The Gulen movement, which competes with the PKK in the Kurdish southeast and is Turkish nationalist, was opposed to the peace process. Gulenist prosecutors had targeted Kurdish politicians and journalists though a series of trails.
Gulenists opposition to the Kurdish peace process and their prosecutors' cases against Kurdish politicians raises serious questions about their claims of supporting pluralism and democracy.
Erdogan was ultimately able to swat away the Gulenist investigation into Fidan through a legal maneuver, "but it was evidence of a power struggle within the state between the Hizmet Movement and AKP," White said.
The episode was followed by Erdogan moving to close down Gulen affiliated university prep-schools, which were a major source of income to the movement, a way to increase its following, and employ Gulenist teachers.
The gloves come off
In December 2013, Turkey was rocked by a corruption scandal when Gulenist police and prosecutors arrested four AKP ministers in a corruption scandal that threatened to take down Erdogan.
As Erik Meyersson, an expert on Turkey and economist at Stockholm Institute of Transition Economics has suggested, a conflict emerged between Erdogan and Gulen over "the division of the spoils" brought on by corruption tied to contracting as well as in the provision of lucrative contracts. This contrasts with the "sole moral concerns over the practice itself" as Gulenist media would later argue. They were quiet on corruption when allied with Erdogan.

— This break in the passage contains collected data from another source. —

PR #13814, opened 2023-09-12
[JuPedSim] Took into account projection param

bcoueraud87:


palvarezlopez:
part of https://github.com/eclipse/sumo/pull/13809

Issue #56, opened 2026-07-11
0.11.1 Core dump on wayaland


alfixss:
OS + version: Arch Linux
Dusk build: 0.11.1
Audio backend: PipeWire
What you did: try to launch the downloaded binary (without installation)
Expected vs. what actually happened: results in "core dump"

```
dusk-studio-0.11.1-Linux-x86_64: ./DuskStudio/DuskStudio 
Aborted                    (core dumped) DuskStudio/DuskStudio
```

Notes: 
- tested with different compositors (sway, niri, mango, labwd), same behavior.
- on the same system, but on a x11 session (openbox) the app launches OK.

alfixss:
Hello Mark, I've checked the 12.1 build and the app launches perfectly on wayland. Thanks!

marc-korte:
@alfixss Awesome! 

The issue was totally on my end. The wayland-JUCE fork I am using for local builds was not the one the new versions were using for the CI builds, but the 0.9.0 version used it. I have that fixed going forward.

There is a mixdown bug on 0.12.1, I caught it last night and (hopefully) have it fixed. Try 0.12.2 when you get a chance and let me know if you run into any issues. I plan to post an Patreon update today, I've been slacking lol.

Marc

PR #60, opened 2026-07-11
0.12.0 release prep: JUCE pin standardization, Wayland launch fix, workflow hardening

marc-korte:
Prepares the 0.12.0 re-tag and fixes the #56 root cause.

The crash (#56): releases since 0.11.0 ship the hybrid-Wayland JUCE fork, whose startup handshake aborts on wlroots/smithay-family compositors before any window exists (registry binds at compositor-advertised versions, libdecor init). 0.9.x shipped stock upstream JUCE and worked everywhere as a plain XWayland client. Since Dusk Studio forces every window to an X11 peer, the Wayland connection was never used for windowing. Main.cpp now hand-rolls the JUCE entry point and sets JUCE_XWAYLAND by default on Linux — the fork's own skip path — restoring 0.9.x behavior on every compositor. DUSKSTUDIO_NATIVE_WAYLAND=1 re-enables the hybrid backend for development. (The earlier preflight from #59 still covers genuinely-missing X displays.)

JUCE standardization: dev, CI and releases now build one JUCE. All Linux CI jobs (build, tests, TSan, Raspberry Pi) clone the pinned dusk-audio/JUCE-wayland mirror snapshot instead of upstream 8.0.4 plus an inline SIMD patch; the release pin bumps to dusk-wayland-v2, content-identical to the dev fork HEAD including the previously-uncommitted ALSA endpoint seeding and XEmbed defer-mapping fixes; bump-version.sh gains an anti-drift gate (dirty fork fails, drifted tree warns that a new mirror tag is due).

Release plumbing: donor plugins clone pinned to a SHA like the JUCE pin; a fail-fast token preflight on tag runs (the v0.12.0 attempt burned a 17-minute green build on an expired RELEASES_REPO_TOKEN); the publish step distinguishes the benign sibling-arch race from real failures instead of masking both. appdata + CHANGELOG entries refreshed for the re-tag covering the July production wave and the newer work.

Verified: 364/364 tests, Xvfb selftest 26 PASS / 0 FAIL, dead-display launch prints guidance and exits 1, all four Linux workflows converted and YAML-validated, fork HEAD tree verified identical to the v2 snapshot.

## Summary by CodeRabbit

* **New Features**
  * Linux now defaults to XWayland for improved compatibility, with an option to enable native Wayland.
  * Added clearer guidance when launching without XWayland.
  * Updated release information with console EQ improvements, MIDI modernization, workflow and session enhancements, and other 0.12.0 changes.

* **Documentation**
  * Updated third-party licensing references and release metadata.
  * Corrected the 0.12.0 release date to July 11, 2026.

### DIFF
--- a/.github/workflows/linux-build.yml
+++ b/.github/workflows/linux-build.yml
@@ -47,61 +47,34 @@ jobs:
             libwebkit2gtk-4.0-dev libglu1-mesa-dev xvfb \
             libwayland-dev libxkbcommon-dev libdecor-0-dev
 
-      - name: Clone JUCE 8.0.4 (upstream)
-        # CI uses upstream JUCE. The plugdata-team wayland-juce8 fork
-        # carries 5 local commits (XEmbed mapping, SIMD<int64> alias,
-        # Wayland peer-creation latch, etc.) that exist only on the dev
-        # box — not pushable. The runtime-only fixes (XEmbed, Wayland
-        # peer) don't matter for CI; the SIMD<long long> alias does
-        # because GCC on x86_64 instantiates SIMDRegister<long long>
-        # for jmax<juce::int64>(). Patch it in below.
+      - name: Clone JUCE (Dusk-owned Wayland mirror, pinned)
+        # CI builds against the SAME Dusk-owned mirror snapshot the release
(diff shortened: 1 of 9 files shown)


marc-korte:
@coderabbitai review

Labeling the investigation a "coup" attempt, Erdogan and the AKP followed with a major crackdown on what it described as a Gulenist terror organization. What followed was a purging of judges, prosecutors, police and media believed to have Gulenists ties.
"Hizmet became enemy number one, right after PKK. The so-called Islamic State is way down the list," White said. Erdogan, normally not one to admit faults, said he had been duped by Gulenists in the coup trials against the military and the court verdicts were eventually overturned.
Coup and counter-coup
The failed July 15 coup attempt came weeks ahead of an August meeting the High Military Council, in which Erdogan was expected to dismiss several hundred top officers suspected of Gulenist ties.
Turkey's watchers suspect the impending Gulenist purge in the military triggered a last ditch effort by officers to overthrow Erdogan. Once the coup was underway, the putschist were likely joined by some other anti-government commanders and other units who thought they were following orders.
Much remains uncertain about the coup and more details will roll out as the investigation continues. One key piece of evidence that will need to be proven is whether Gulen himself gave the order for a coup attempt or if rogue sympathizers within the military hatch the plot.
No doubt, the coup attempt's failure was a victory for Turkish democracy. But it may be a Pyrrhic victory if the coup attempt is turned into a witch hunt against opponents of Erdogan with no direct ties to the coup, Gulenist or not. Erdogan's turn toward authoritarianism over the past couple years inspires little confidence he will not use the coup attempt to consolidate further control over state and society.